I come forward with this confession as a serious cook and without irony – because, well, it’s about time someone did. After decades of pretzel and marshmallow-strewn degradation, Jell-O (and its plain old unbranded sibling, gelatin) has served out its term as a culinary punch line. Let’s give the Rodney Dangerfield of desserts some respect.
Now seems like as good a time as any to start: Another August is well upon us, and thermometers around the country are finally nudging their way above 90 degrees. No one wants to soak through a T-shirt standing over a hot stove. Freezers are full of ice cream and Popsicles already, and the long days of late summer are prime time for a little cool-cooking experimentation. Not to mention, recession-minded penny pinchers: compared with single-origin chocolates or pistachio-saffron cakes, gelatin is both pretty and pretty easy on the wallet (At my local Met Food, a box of Jell-O retails for $1.09; Knox unflavored gelatin is $1.59. Pistachios are $7 for 10 ounces.)
I know: The specter of dozens and dozens of odiferous cafeteria lunches, countless cheerless hospital trays, and towering potluck salads of ectoplasmic lime Jell-O and mayonnaise is a hard one to shake. In the modern American cook’s imagination, Jell-O is inextricably linked to the Technicolor convenience foods and culinary disasters of atomic-era housewifery (allow me to present the Gallery of Regrettable Food). But Jell-O, and certainly gelatin, have been a part of the cook’s arsenal for much, much longer than 50 years, and rearview mirrors are notoriously distorting. Examples of sophisticated gelatin dishes can be found in some of our earliest cookbooks, and they were served with honor at the courts of Napoleon and the Medicis. Even more recently, one of my favorite kitchen references, the Women’s Day Encyclopedia of Cookery, a 12-volume guide published in 1966 that featured such esteemed contributors as James Beard and Nika Hazelton, devoted almost a dozen reverent pages to the subject, right between gâteaux and génoise. Its recipes include both the sweet and the savory – from a seafood cocktail salad (glazed with fresh tomato gelatin) to a lemon, fruit and white-wine jelly. Jell-O can be cool and seductive, a playful spectacle, and the ultimate culinary blank slate. Where’s the horror in that?

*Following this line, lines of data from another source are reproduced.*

PR #226, opened 2015-12-09
fix add_on quantity handling when adding an already existing add_on

Korrigan:
Hi,

I'm experiencing a weird behaviour when adding add-ons with quantity specified to subscription already having this add-on.

I can see in the Subscription::AddOns class that added add-on quantity is not handled properly if the add-on already exist since the code just adds 1 to the existing quantity.

I wrote a fix for this, I may write a test case too if you like.

What do you think?

Best regards,

### DIFF
--- a/lib/recurly/subscription/add_ons.rb
+++ b/lib/recurly/subscription/add_ons.rb
@@ -27,7 +27,7 @@ module Recurly
 
         exist = @add_ons.find { |a| a.add_on_code == add_on.add_on_code }
         if exist
-          exist.quantity ||= 1 and exist.quantity += 1
+          exist.quantity ||= 1 and exist.quantity += add_on.quantity || 1
 
           if add_on.unit_amount_in_cents
             exist.unit_amount_in_cents = add_on.unit_amount_in_cents


bhelx:
Hey @Korrigan

Would be happy to look at the code. Thanks for reporting! Could you also maybe show some code demonstrating the problem so I can verify it?

lib/recurly/subscription/add_ons.rb
```diff
@@ -27,7 +27,7 @@ def << add_on
 
         exist = @add_ons.find { |a| a.add_on_code == add_on.add_on_code }
         if exist
-          exist.quantity ||= 1 and exist.quantity += 1
+          exist.quantity ||= 1 and exist.quantity += add_on.quantity || 1
```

Indeed the story of Jell-O, like so many other classic American sagas, is a fable of inspiration, invention and fall from grace. For most of their history, gelatins (or jellies, as dishes made with gelatin are known) were strictly aristocratic fare. Their esteem was a reflection, in part at least, of the intense labor required to produce them. Just how hard was it? It helps to begin with some science: Gelatin is simply a hydrocolloid protein that can be extracted from animal collagen in tissue and bones. (Ever wonder what gives great homemade stocks their velvety feel? Yep, it’s gelatin.) High-quality gelatin is both odorless and flavorless; the proteins swell in contact with liquid, dissolve in warm water, and form a firm jelly when cooled. (Cooks today can create vegetarian jellies by substituting agar, a gelatin made from red seaweed, for one derived from animal bones.) But before the development and widespread availability of powdered gelatin, cooks had to collect bones and remove the gelatin themselves. Carolyn Wyman, the author of “JELL-O: A Biography,” describes the whole gory process, thusly:
First, you had to get two calves feet – scald them, take off the hair, slit them in two, and extract the fat from between the claws. Then you had to boil them, remove the scum, and boil them again for as long as six or seven hours – before straining, letting the product cool, skimming the fat, boiling once more, adding the shells and whites of five eggs [to pick up impurities], skimming again, and straining twice through a jelly bag that you would have had to make yourself [there being no Kmart].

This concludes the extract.